Record labels have always been the “enemy” in the recording industry, robbing our beloved artists of all their hard-earned money. That sentence is of course exaggerated, because without the structure that labels have provided to artists, they may never have known how to distribute their music and make money. Regardless which side of this emotional debate you side with, there is a major legal battle going on that may put all the financial power back into the hands of those who were “robbed”.

The contracts agreed upon by modern recording artists factor in all kinds of music distribution. Each one of us probably owns CDs, mp3s, songs purchased through iTunes/Amazon, and whatever else. Record labels know that, so new artist contracts account for every possible kind of music distribution. But back before digital music files, the artists’ contracts only negotiated terms of compensation for sales of physically pressed music (records, 8-tracks, tapes, CDs, etc). How could Elvis, for example, have known to include mp3 sales in his contracts? And in case you’re wondering why that matters (since he is dead), remember that his “estate” still makes money, and that money/royalties are passed onto his beneficiaries. So remember that for the purposes of this discussion, we are only talking about artists who signed contracts before digital music distribution was a factor.

Here’s the deal:
— Record labels normally pay the artist around 15% of the money from each “sale”.
— Artists get around 50% for a “license”, like if a TV show or commercial uses your song.
— And…digital music distribution has always been considered a “sale”.
BUT! if current lawsuits (led by the estate of Rick James) (bitch) are successful, digital distribution like an iTunes download will become a “license” instead of a “sale”, meaning that these artists will be owed hefty back-pay for the last decade of music purchases, to account for the difference in being paid 15% versus 50%.

WOW!

The record industry is already limping, and writing checks for millions of dollars to these older artists would make matters much worse. Eminem has also been heavily involved in this battle, and needless to say, his download #s are off the charts. What the hell are the record labels supposed to do to survive? For starters, they will try their best to win this legal battle…although with Rick James’ estate possibly setting legal precedent, the end will be nigh.

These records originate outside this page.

PR #368, opened 2026-08-07
layers/meta-opentrons: add a way to disable crs

sfoster1:
It's a script! opentrons_disable_crs. You need the same password you do to enable it, and it just blows away the auth server state dir and restarts.

Closes EXEC-2176


mjhuff (approved):
Very cool-0000

PR #369, opened 2026-08-10
fix(networkmanager): enable mlan0-desync-check.timer at boot

vegano1:
## Summary
- Enable `mlan0-desync-check.timer` at boot via a static `timers.target.wants` link (same pattern as `opentrons-init-systemconnections`).
- Package the wants symlinks so they ship in the image.

## Why
The timer unit was installed but stayed disabled: package postinst only enables stock NetworkManager units, and the distro preset is `disable *`. Desync recovery never ran unless started manually.

## Test plan
- [ ] Build image and confirm `/usr/lib/systemd/system/timers.target.wants/mlan0-desync-check.timer` exists
- [ ] After boot, `systemctl is-active mlan0-desync-check.timer` is active
- [ ] Timer fires (journal shows desync check runs after ~90s, then every ~60s)


sfoster1 (approved):
looks good to me if it builds and runs!

PR #370, opened 2026-08-10
fix: Fix issues when running a first-flash on a robot

ryanthecoder:
There was two issues that were messing up first-flashing a robot on 9.0+.

First when we updated linux, uboot got an update but this newer version changed the way that the u-boot-initial-env-sd file inside the full image tarball got created. It was missing one key value (`bootcmd=run distro_bootcmd`) and there was several memory address changes that were leading to the u boot script not working correctly. 
For example in versions up to and including 8.8 
`kernel_addr_r=0x48200000`
and after 9
`kernel_addr_r=0x42000000`
Consequently it would prevent the part of the script that detected and the SOM revision and correctly changed the can clocking rate. The system would boot but it would be the wrong clock rate and no can messages could be sent. 

The other issue was that the tar command was not correctly preserving the root:root ownership of files resulting in userfs partition being owned by westen:westen. When the system would boot up systemd could not create tempfiles in /var since root:root did not own the directory and this would block many of the systemd services such as systemd-networkd from starting. 
Updating the tar command in the script to force the root:root ownership fixed the issue.


sfoster1 (approved):
ok, we can do it and let tmpfiles override it

PR #373, opened 2026-08-12
layers/meta-opentrons: Ensure pyro systemd services restart as group

CaseyBatten:
Covers: EXEC-2677, RQA-5790, RQA-5789

This PR updates the `opentrons-pyro-nameserver`, `opentrons-robot-server` and `opentrons-hardware-api` services to ensure that if one of them restarts all of them restart. This should solve our pain points of something like the robot server losing it's hardware api resource.

In the future we may want to make these services intelligently re-find eachother, instead of restarting when one goes down.


sfoster1 (approved):
ooh i didn't know about this, that's sweet

PR #412, opened 2019-06-27
Owasp dependency check

WMeijbeek:


fniessink:
Unfortunately, the OWASP dependency check is too slow to run on CircleCI (over 10 minutes) and also not feasible to run on Travis (since Travis doesn't save build artifacts). Closing this PR without merging.

PR #455, opened 2019-07-12
added phpldapadmin config to docker-compose.yml

Hedde:
Added ldap ui tooling for development, can be inspected at localhost:3890


Hedde:
Environment variables inside the docker-compose file where defined in two formats, picked one for consistency.

PR #606, opened 2019-09-10
To prevent reporting Checkmarx internal server errors to users when r…

### LINKED ISSUE #468: Checkmarx collector fails with Checkmark internal server error (500)
Issue #593 has additional info.

fniessink:
…eports are unexpectedly unavailable, don't immediately remove a Checkmarx report after reading it, but silently ignore a removed report and create a new one. Fixes #468.


fniessink:
@milenk, @dicksnel. I think this fix will work better: if ignores the 500 error that occurs when the report is no longer available on the Checkmarx server and forgets the id of that report. That way Quality-time will request a new report for the latest scan on the next run. This way we don't create a new report every 15 minutes, but only when really necessary.

PR #736, opened 2019-10-24
Bug 734: LDAP login problem solved for servers where user bind must b…

milenk:
…e done.


milenk:
something wrong with this PR! i'll create a new one.

PR #1454, opened 2020-09-10
Don't verify ssl for metric sources

ds-o:
Skip verification of SSL certificates for metric sources. This allows the usage of metric sources using HTTPS with self-signed certificates.


fniessink:
Closing this PR in favor of #1455.

PR #1576, opened 2020-10-15
Add link to the report that generated the notification

Cas-Ros:


fniessink (changes requested):
Please use the `notification["report_name"]` in line 29 as anchor for the URL so no separate line is needed for the link to the report. 

Also, the `notification["report_name"]` isn't actually the report name, it's the report UUID. Maybe you can fix this as well?

components/notifier/src/strategies/reds_per_report.py
```diff
@@ -8,7 +8,7 @@ def reds_per_report(json) -> List:
     red_metrics = []
     for report in json["reports"]:
         red_metrics.append({
-            "report_name": report["report_uuid"],
+            "report_uuid": report["report_uuid"],
```
fniessink, line 11:
```suggestion
            "report_uuid": report["report_uuid"],
            "report_title": report["title"],
```

components/notifier/src/quality_time_notifier.py
```diff
@@ -26,11 +26,11 @@ async def notify(log_level: int = None) -> None:
         notifications = reds_per_report(json)
 
         for notification in notifications:
-            text = "\n\r" + notification["report_name"] + " contains " + str(notification["red_metrics"]) + \
-                   " red metrics" + "\n\r" + notification["url"]
+            text = "\n\r[" + notification["report_uuid"] + "](" + notification["url"] + \
```
fniessink:
```suggestion
            text = "\n\r[" + notification["report_title"] + "](" + notification["url"] + \
```

fniessink (changes requested):
You're using the report uuid as anchor for the URL, but I think the report title would be more useful. See suggested changes.

fniessink (approved):

PR #1582, opened 2020-10-16
Iks304 notify when metric changes to red

Cas-Ros:
also removed the old notification strategy


components/notifier/src/quality_time_notifier.py
```diff
@@ -23,18 +23,32 @@ async def notify(log_level: int = None) -> None:
...
+                    logging.warning("unable to send the notification for %s", notification["report_uuid"])
+        else:
+            logging.info("no new red metrics")
 
         logging.info("Sleeping %.1f seconds...", sleep_duration)
         await asyncio.sleep(sleep_duration)
 
 
+def build_notification_text(text_parameters):
+    """create and format the contents of the notification"""
```
fniessink:
```suggestion
    """Create and format the contents of the notification."""
```

components/notifier/src/quality_time_notifier.py
```diff
@@ -23,18 +23,32 @@ async def notify(log_level: int = None) -> None:
             response = await session.get(f"http://{server_host}:{server_port}/api/v3/reports")
             json = await response.json()
 
-        notifications = reds_per_report(json)
+        notifications = reds_that_are_new(json)
 
+        total_new_red_metrics = 0
         for notification in notifications:
```
fniessink:
```suggestion
        total_new_red_metrics = sum(notification["new_red_metrics"] for notification in notifications)
```
And line 30 can be removed.

components/notifier/src/quality_time_notifier.py
```diff
@@ -23,18 +23,32 @@ async def notify(log_level: int = None) -> None:
...
-            text = "\n\r[" + notification["report_title"] + "](" + notification["url"] + \
-                   ") contains " + str(notification["red_metrics"]) + " red metrics"
-            send = send_notification_to_teams(notification["teams_webhook"], text)
-            if not send:
-                logging.warning("unable to send the notification for %s", notification["report_uuid"])
+            total_new_red_metrics += notification["new_red_metrics"]
+        if total_new_red_metrics > 0:
+            for notification in notifications:
+                text = build_notification_text(notifications)
```
fniessink: Why are you passing all notifications to create the notification for a specific report? If report A has a web hook it means it also receives the red metrics for report B, right? That doesn't seem correct.

components/notifier/src/strategies/reds_that_are_new.py
```diff
@@ -0,0 +1,28 @@
...
+                if metric["status"] == "target_not_met" and used_to_be_not_red(metric):
+                    new_red_metrics[-1]["new_red_metrics"] += 1
+
+    return new_red_metrics
+
+
+def used_to_be_not_red(metric):
+    """determine if a metric used to be something other than red"""
+    if "recent_measurements" in metric:
+        return metric["recent_measurements"][0]["count"]["status"] != "target_not_met"
```
fniessink: This isn't correct: you're looking at the first recent measurement, which is the oldest recent measurement. You have to look at the last recent measurement, i.e. `metric["recent_measurements"][-1]` and check whether it is red **and** has a start and end time that are equal. You'll have to look at your unit tests, if they are passing they are probably incorrect as well...

fniessink (changes requested):

components/notifier/src/strategies/reds_that_are_new.py
Cas-Ros: replaced the comparison between the status of the metric and the most recent measurement with a comarison between the start and end of the most recent measurement

components/notifier/src/quality_time_notifier.py
Cas-Ros: corrected the message to only contain 1 report, and removed the leading sentence as it's now unnecessary

fniessink (approved):

PR #1607, opened 2020-10-24
Move metric source tab to the first position

ds-o:
When a metric is expanded to view the details, the tab with findings (such as security warnings) is now at the first position (instead of the metric and source configuration tabs).


fniessink:
We won't merge this because the detail information is retrieved using a separate API call whenever the user expands a metric. Putting this tab at the first position would mean that the tabs move after the user expands the metric. This will mean people will easily click the wrong tab if the detail information takes more than a few milliseconds to load.

PR #1613, opened 2020-10-26
Iks305 notify when metric status becomes white

Cas-Ros:


components/notifier/src/strategies/reds_that_are_new.py
```diff
@@ -53,3 +54,16 @@ def turned_red(metric, most_recent_measurement_seen: str) -> bool:
...
+    """Determine if a metric turned white after the timestamp of the most recent measurement seen."""
+    scale = metric["scale"]
+    metric_is_white = metric["status"] == "unknown"
+    recent_measurements = metric.get("recent_measurements")
+    if recent_measurements and len(recent_measurements) > 1:
+        metric_was_not_white = recent_measurements[-2][scale]["status"] != "unknown"
+        return bool(
+            metric_is_white and metric_was_not_white and
+            recent_measurements[-1]["start"] > most_recent_measurement_seen)
+    return False
```
fniessink: There's quite a bit of duplication with `turned_red`. How about we generalize `turned_white` and use it for both statuses?
```suggestion
def has_new_status(metric, new_status: str, most_recent_measurement_seen: str) -> bool:
    """Determine if a metric got a new status after the timestamp of the most recent measurement seen."""
    recent_measurements = metric.get("recent_measurements") or []
    if len(recent_measurements) < 2:
        return False  # If there are fewer than two measurements, the metric didn't recently change status
    metric_has_status = metric["status"] == new_status
    scale = metric["scale"]
    metric_had_other_status = recent_measurements[-2][scale]["status"] != new_status
    change_was_recent = recent_measurements[-1]["start"] > most_recent_measurement_seen
    return bool(metric_has_status and metric_had_other_status and change_was_recent)
```

fniessink (changes requested):
If we remove the duplication between `turned_red` and `turned_white` (see suggestion below), adding other status changes will be easy and I think we will also fix that bug we found.

fniessink (approved):

PR #1733, opened 2020-12-07
Iks315 notify on all status changes

Cas-Ros:


components/notifier/tests/strategies/test_changed_status.py
```diff
@@ -155,50 +155,46 @@ def test_new_red_metric_without_count_scale(self):
...
-        )
-        self.assertTrue(has_new_status(metric, self.most_recent_measurement_seen, self.white_metric_status))
-        self.assertFalse(has_new_status(metric, self.most_recent_measurement_seen, self.red_metric_status))
-        self.assertTrue(
-            has_new_status(metric, self.most_recent_measurement_seen, self.white_metric_status, self.red_metric_status)
-        )
+                dict(start=self.new_timestamp, count=dict(status="target_met")),
+                dict(start=self.old_timestamp, count=dict(status=self.white_metric_status))])
+        result = status_changed(metric, self.most_recent_measurement_seen)
+        self.assertTrue(result)
```
fniessink:
```suggestion
        self.assertTrue(status_changed(metric, self.most_recent_measurement_seen))
```

components/notifier/tests/test_notification.py
```diff
@@ -0,0 +1,27 @@
+""""Unit tests for the notification."""
+
+import unittest
+
+from notification import Notification
+
+
+class StrategiesTestCase(unittest.TestCase):
```
fniessink: Why is this called "StrategiesTestCase", it's just testing the Notification class, right?

```suggestion
class NotificationTestCase(unittest.TestCase):
```

docs/CHANGELOG.md
```diff
@@ -21,6 +21,7 @@ and this project adheres to [Semantic Versioning](http://semver.org/spec/v2.0.0.
 
 - Accepting the technical debt of a metric with one or more unreachable sources would set the metric status to 'technical debt target met' instead of 'unknown'. Fixes [#1636](https://github.com/ICTU/quality-time/issues/1636).
 - Collapsing an expanded metric would sometimes result in a crash of the frontend. Fixes [#1717](https://github.com/ICTU/quality-time/issues/1717).
+- Notifications can now be send for all status changes. Previously notifications where only sent out when a metric either turned red or white.
```
fniessink: Status changes aren't configurable, right? So shouldn't this read "will be sent" instead of "can be sent"?

```suggestion
- Notifications will now be sent for all status changes. Previously, notifications were only sent when a metric either turned red or white.
```

fniessink (changes requested):

PR #1738, opened 2020-12-10
Issue 1649 trend table per subject

emdv88:


components/server/src/database/measurements.py
```diff
@@ -39,9 +39,18 @@ def recent_measurements_by_metric_uuid(database: Database, max_iso_timestamp: st
     return measurements_by_metric_uuid
 
 
-def all_measurements(database: Database, metric_uuid: MetricId, max_iso_timestamp: str = ""):
-    """Return all measurements, without the entities, except for the most recent one."""
-    measurement_filter: Dict[str, Union[str, Dict[str, str]]] = {"metric_uuid": metric_uuid}
+def measurements_by_metric(
+    database: Database,
+    metric_uuids: Union[MetricId, List[MetricId]],
```
fniessink: Why not *metric_uuids? That would make the isinstance check unnecessary.

fniessink (changes requested):

components/server/src/database/measurements.py
emdv88: This is personal preference. Because there is an endpoint that will always only ask measurements for one metric, I prefer to have the typecheck here instead of creating a list with one metric_uuid in it in the calling function.

fniessink: But that's not needed:

```
>>> def i_take_one_or_more_metric_ids(*metric_ids):
...   print(metric_ids)
...
>>> i_take_one_or_more_metric_ids("a")
('a',)
>>> i_take_one_or_more_metric_ids("a", "b")
('a', 'b')
>>> i_take_one_or_more_metric_ids(*["a", "b"])
('a', 'b')
```

emdv88: That's a nice solution aswell. Gotta be careful with the variable order, but in this case it does make sense. I'll change it right away.

fniessink (approved):
LGTM. Only thing left to do before merge is a rebase on master. I've tried to rebase, but it seems you have merged from master to your branch which makes the rebase quite hard. Can you give it a go?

Many young artists are already doing whatever they can to bypass record labels by releasing free mixtapes/LPs online. But let’s be honest: the majority of music fans are lemmings attached to their radios, waiting for the next canned radio hit. Is that wrong? Well, it’s LAME…but we’re talking about the overwhelming majority here, so obviously the record labels are still relevant.

Who knows how this will turn out, but I wanted yall to know that this is going on. Always always always support your favorite artists by attending their concerts, and buying their music directly from them if possible! Check out this awesome podcast from NPR that summarizes the situation nicely. And a few other sources who have written about this topic are Frost Illustrated, Guardian and Pollstar.

Shout out to my dude Page for the scoop!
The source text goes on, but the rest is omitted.